*Your goal:*
Read the data that follows. Then repeat it exactly.

☆ ☆ ☆

PR #1605, opened 2025-12-19
MdePkg: StandaloneMmDriverEntryPoint remove unnecessary dependency on MmServicesTableLib

Flickdm:
## Description

This pull request refactors how the MM System Table is accessed within the `StandaloneMmDriverEntryPoint.c` file. Instead of passing the system table pointer around, it introduces a cached global pointer, simplifying function calls and improving code clarity. The unnecessary dependency on `MmServicesTableLib` is also removed.

Refactoring of MM System Table access:

* Introduced a global variable `mCachedMmSystemTable` to cache the MM System Table pointer during driver initialization and replaced all usages of direct `MmSystemTable` or `gMmst` with this cached pointer throughout the file (`StandaloneMmDriverEntryPoint.c`). [[1]](diffhunk://#diff-ad037888cff8416996203a49ee4dd3bca86496ace3031f7552030b0f5217f575L17-R25) [[2]](diffhunk://#diff-ad037888cff8416996203a49ee4dd3bca86496ace3031f7552030b0f5217f575R97-R123) [[3]](diffhunk://#diff-ad037888cff8416996203a49ee4dd3bca86496ace3031f7552030b0f5217f575L122-R143) [[4]](diffhunk://#diff-ad037888cff8416996203a49ee4dd3bca86496ace3031f7552030b0f5217f575L50-R56)

Dependency cleanup:

* Removed the unused `MmServicesTableLib` from both the includes in `StandaloneMmDriverEntryPoint.c` and the `LibraryClasses` section in the INF file (`StandaloneMmDriverEntryPoint.inf`). [[1]](diffhunk://#diff-ad037888cff8416996203a49ee4dd3bca86496ace3031f7552030b0f5217f575L17-R25) [[2]](diffhunk://#diff-8f18183779e42959206c0c46d0d1f455822450b0181da84d1b6eb2d3a53ad7c4L38)

- [ ] Impacts functionality?
- [ ] Impacts security?
- [ ] Breaking change?
- [ ] Includes tests?
- [ ] Includes documentation?

## How This Was Tested

QemuQ35

## Integration Instructions

N/A

### DIFF
--- a/MdePkg/Library/StandaloneMmDriverEntryPoint/StandaloneMmDriverEntryPoint.c
+++ b/MdePkg/Library/StandaloneMmDriverEntryPoint/StandaloneMmDriverEntryPoint.c
@@ -14,8 +14,15 @@ SPDX-License-Identifier: BSD-2-Clause-Patent
 #include <Protocol/LoadedImage.h>
 #include <Library/BaseLib.h>
 #include <Library/DebugLib.h>
-#include <Library/MmServicesTableLib.h>
+// #include <Library/MmServicesTableLib.h> // MU_CHANGE
 #include <Library/StandaloneMmDriverEntryPoint.h>
+
+// MU_CHANGE [BEGIN]
+//
+// Cached pointer to the MM System Table that is set during driver initialization.
+//
+EFI_MM_SYSTEM_TABLE  *mCachedMmSystemTable = NULL;
+// MU_CHANGE [END]
 
 /**
   Unloads an image from memory.
@@ -46,9 +53,12 @@ _DriverUnloadHandler (
   // library destructors.  If the unload handler returned an error, then the driver can not be
   // unloaded, and the library destructors should not be called
   //
+  // MU_CHANGE [BEGIN]
   if (!EFI_ERROR (Status)) {
-    ProcessLibraryDestructorList (ImageHandle, gMmst);
+    ProcessLibraryDestructorList (ImageHandle, mCachedMmSystemTable);
   }
+
+  // MU_CHANGE [END]
 
   //
   // Return the status from the driver specific unload handler
@@ -88,12 +98,19 @@ _ModuleEntryPoint (
   EFI_STATUS                 Status;
   EFI_LOADED_IMAGE_PROTOCOL  *LoadedImage;
 
+  // MU_CHANGE [BEGIN]
+
+  //
+  // Cache the System Table
+  //
+  mCachedMmSystemTable = MmSystemTable;
+
   if (_gMmRevision != 0) {
     //
     // Make sure that the MM spec revision of the platform
     // is >= MM spec revision of the driver
     //
-    if (MmSystemTable->Hdr.Revision < _gMmRevision) {
+    if (mCachedMmSystemTable->Hdr.Revision < _gMmRevision) {
       return EFI_INCOMPATIBLE_VERSION;
     }
   }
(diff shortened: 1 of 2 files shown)


makubacki:
@Flickdm, global service tables accessed through service tables libraries is a common pattern. Is there more to this change? Afaict, the main issue with the previous code was that it used `gMmst` instead of `MmSystemTable` in the `gMmst->MmHandleProtocol()` call in the constructor.

os-d:
> @Flickdm, global service tables accessed through service tables libraries is a common pattern. Is there more to this change? Afaict, the main issue with the previous code was that it used `gMmst` instead of `MmSystemTable` in the `gMmst->MmHandleProtocol()` call in the constructor.

This is for OneCrypto, from a Sean request that I echoed. If the entry point lib doesn't use the services table lib, then the multiphase binary doesn't have to link in the services table lib. This helps to reduce the dependency chain; if something in the future that OneCrypto was relying on added a call to gMmst, we currently wouldn't catch it until it broke in runtime. If the library isn't linked in, we'd catch it at build time.

os-d (approved):
Not everything (including INF) covered by MU_CHANGE tags and commenting out old lines instead of removing.

Flickdm:
> Not everything (including INF) covered by MU_CHANGE tags and commenting out old lines instead of removing.

I can make that change real quick

makubacki:
> This is for OneCrypto, from a Sean request that I echoed. If the entry point lib doesn't use the services table lib, then the multiphase binary doesn't have to link in the services table lib. This helps to reduce the dependency chain; if something in the future that OneCrypto was relying on added a call to gMmst, we currently wouldn't catch it until it broke in runtime. If the library isn't linked in, we'd catch it at build time.

Is that code allowed to call the same services from the `MmSystemTable` pointer passed to their constructors and the entry point?

os-d:
> Is that code allowed to call the same services from the `MmSystemTable` pointer passed to their constructors and the entry point?

In the MM part of the driver, yes. But that is only done when loaded by StMM Core (when it calls _ModuleEntryPoint() which calls the constructors). In the DXE side of the driver, definitely not, but that path doesn't exist because there is a custom entry point and so the library constructors aren't called. But that's the concern, that the DXE side should never accidentally call gMmst, which this change lets us enforce at build time.

MdePkg/Library/StandaloneMmDriverEntryPoint/StandaloneMmDriverEntryPoint.c
```diff
@@ -14,9 +14,16 @@ SPDX-License-Identifier: BSD-2-Clause-Patent
...
 #include <Library/DebugLib.h>
-#include <Library/MmServicesTableLib.h>
+// #include <Library/MmServicesTableLib.h> // MU_CHANGE
 #include <Library/StandaloneMmDriverEntryPoint.h>
 
+// MU_CHANGE [BEGIN]
+//
+// Cached pointer to the MM System Table that is set during driver initialization.
+//
+EFI_MM_SYSTEM_TABLE  *mCachedMmSystemTable = NULL;
```
makubacki, line 24: nit: We don't normally include "cached" in the name of global pointer variables. I think `mMmSystemTable` is sufficient. But this is personal preference, feel free to keep this name if you like it.

makubacki (approved):
I'm fine to approve the change for the one crypto use case. A few points:

- This is unintuitive for the normal MM case. `MmServicesTableLib` already does exactly this and exposes the MM services table through a public symbol that is well established. This redundantly caches the same pointer in the same module when it is linked against `MmServicesTableLib` (which is nearly all MM modules).
- It is also unintuitive to say that a library class restricted to certain module types cannot use another library class of the same type for the purpose that the services exclusive to the module type cannot be used.

---

However, there is little practical downside to this change, and it is not a breaking change, I just want to raise those points that you'll likely encounter when pushing it more broadly.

☆ ☆ ☆

*Task answer:*
PR #1605, opened 2025-12-19
MdePkg: StandaloneMmDriverEntryPoint remove unnecessary dependency on MmServicesTableLib

Flickdm:
## Description

This pull request refactors how the MM System Table is accessed within the `StandaloneMmDriverEntryPoint.c` file. Instead of passing the system table pointer around, it introduces a cached global pointer, simplifying function calls and improving code clarity. The unnecessary dependency on `MmServicesTableLib` is also removed.

Refactoring of MM System Table access:

* Introduced a global variable `mCachedMmSystemTable` to cache the MM System Table pointer during driver initialization and replaced all usages of direct `MmSystemTable` or `gMmst` with this cached pointer throughout the file (`StandaloneMmDriverEntryPoint.c`). [[1]](diffhunk://#diff-ad037888cff8416996203a49ee4dd3bca86496ace3031f7552030b0f5217f575L17-R25) [[2]](diffhunk://#diff-ad037888cff8416996203a49ee4dd3bca86496ace3031f7552030b0f5217f575R97-R123) [[3]](diffhunk://#diff-ad037888cff8416996203a49ee4dd3bca86496ace3031f7552030b0f5217f575L122-R143) [[4]](diffhunk://#diff-ad037888cff8416996203a49ee4dd3bca86496ace3031f7552030b0f5217f575L50-R56)

Dependency cleanup:

* Removed the unused `MmServicesTableLib` from both the includes in `StandaloneMmDriverEntryPoint.c` and the `LibraryClasses` section in the INF file (`StandaloneMmDriverEntryPoint.inf`). [[1]](diffhunk://#diff-ad037888cff8416996203a49ee4dd3bca86496ace3031f7552030b0f5217f575L17-R25) [[2]](diffhunk://#diff-8f18183779e42959206c0c46d0d1f455822450b0181da84d1b6eb2d3a53ad7c4L38)

- [ ] Impacts functionality?
- [ ] Impacts security?
- [ ] Breaking change?
- [ ] Includes tests?
- [ ] Includes documentation?

## How This Was Tested

QemuQ35

## Integration Instructions

N/A

### DIFF
--- a/MdePkg/Library/StandaloneMmDriverEntryPoint/StandaloneMmDriverEntryPoint.c
+++ b/MdePkg/Library/StandaloneMmDriverEntryPoint/StandaloneMmDriverEntryPoint.c
@@ -14,8 +14,15 @@ SPDX-License-Identifier: BSD-2-Clause-Patent
 #include <Protocol/LoadedImage.h>
 #include <Library/BaseLib.h>
 #include <Library/DebugLib.h>
-#include <Library/MmServicesTableLib.h>
+// #include <Library/MmServicesTableLib.h> // MU_CHANGE
 #include <Library/StandaloneMmDriverEntryPoint.h>
+
+// MU_CHANGE [BEGIN]
+//
+// Cached pointer to the MM System Table that is set during driver initialization.
+//
+EFI_MM_SYSTEM_TABLE  *mCachedMmSystemTable = NULL;
+// MU_CHANGE [END]
 
 /**
   Unloads an image from memory.
@@ -46,9 +53,12 @@ _DriverUnloadHandler (
   // library destructors.  If the unload handler returned an error, then the driver can not be
   // unloaded, and the library destructors should not be called
   //
+  // MU_CHANGE [BEGIN]
   if (!EFI_ERROR (Status)) {
-    ProcessLibraryDestructorList (ImageHandle, gMmst);
+    ProcessLibraryDestructorList (ImageHandle, mCachedMmSystemTable);
   }
+
+  // MU_CHANGE [END]
 
   //
   // Return the status from the driver specific unload handler
@@ -88,12 +98,19 @@ _ModuleEntryPoint (
   EFI_STATUS                 Status;
   EFI_LOADED_IMAGE_PROTOCOL  *LoadedImage;
 
+  // MU_CHANGE [BEGIN]
+
+  //
+  // Cache the System Table
+  //
+  mCachedMmSystemTable = MmSystemTable;
+
   if (_gMmRevision != 0) {
     //
     // Make sure that the MM spec revision of the platform
     // is >= MM spec revision of the driver
     //
-    if (MmSystemTable->Hdr.Revision < _gMmRevision) {
+    if (mCachedMmSystemTable->Hdr.Revision < _gMmRevision) {
       return EFI_INCOMPATIBLE_VERSION;
     }
   }
(diff shortened: 1 of 2 files shown)


makubacki:
@Flickdm, global service tables accessed through service tables libraries is a common pattern. Is there more to this change? Afaict, the main issue with the previous code was that it used `gMmst` instead of `MmSystemTable` in the `gMmst->MmHandleProtocol()` call in the constructor.

os-d:
> @Flickdm, global service tables accessed through service tables libraries is a common pattern. Is there more to this change? Afaict, the main issue with the previous code was that it used `gMmst` instead of `MmSystemTable` in the `gMmst->MmHandleProtocol()` call in the constructor.

This is for OneCrypto, from a Sean request that I echoed. If the entry point lib doesn't use the services table lib, then the multiphase binary doesn't have to link in the services table lib. This helps to reduce the dependency chain; if something in the future that OneCrypto was relying on added a call to gMmst, we currently wouldn't catch it until it broke in runtime. If the library isn't linked in, we'd catch it at build time.

os-d (approved):
Not everything (including INF) covered by MU_CHANGE tags and commenting out old lines instead of removing.

Flickdm:
> Not everything (including INF) covered by MU_CHANGE tags and commenting out old lines instead of removing.

I can make that change real quick

makubacki:
> This is for OneCrypto, from a Sean request that I echoed. If the entry point lib doesn't use the services table lib, then the multiphase binary doesn't have to link in the services table lib. This helps to reduce the dependency chain; if something in the future that OneCrypto was relying on added a call to gMmst, we currently wouldn't catch it until it broke in runtime. If the library isn't linked in, we'd catch it at build time.

Is that code allowed to call the same services from the `MmSystemTable` pointer passed to their constructors and the entry point?

os-d:
> Is that code allowed to call the same services from the `MmSystemTable` pointer passed to their constructors and the entry point?

In the MM part of the driver, yes. But that is only done when loaded by StMM Core (when it calls _ModuleEntryPoint() which calls the constructors). In the DXE side of the driver, definitely not, but that path doesn't exist because there is a custom entry point and so the library constructors aren't called. But that's the concern, that the DXE side should never accidentally call gMmst, which this change lets us enforce at build time.

MdePkg/Library/StandaloneMmDriverEntryPoint/StandaloneMmDriverEntryPoint.c
```diff
@@ -14,9 +14,16 @@ SPDX-License-Identifier: BSD-2-Clause-Patent
...
 #include <Library/DebugLib.h>
-#include <Library/MmServicesTableLib.h>
+// #include <Library/MmServicesTableLib.h> // MU_CHANGE
 #include <Library/StandaloneMmDriverEntryPoint.h>
 
+// MU_CHANGE [BEGIN]
+//
+// Cached pointer to the MM System Table that is set during driver initialization.
+//
+EFI_MM_SYSTEM_TABLE  *mCachedMmSystemTable = NULL;
```
makubacki, line 24: nit: We don't normally include "cached" in the name of global pointer variables. I think `mMmSystemTable` is sufficient. But this is personal preference, feel free to keep this name if you like it.

makubacki (approved):
I'm fine to approve the change for the one crypto use case. A few points:

- This is unintuitive for the normal MM case. `MmServicesTableLib` already does exactly this and exposes the MM services table through a public symbol that is well established. This redundantly caches the same pointer in the same module when it is linked against `MmServicesTableLib` (which is nearly all MM modules).
- It is also unintuitive to say that a library class restricted to certain module types cannot use another library class of the same type for the purpose that the services exclusive to the module type cannot be used.

---

However, there is little practical downside to this change, and it is not a breaking change, I just want to raise those points that you'll likely encounter when pushing it more broadly.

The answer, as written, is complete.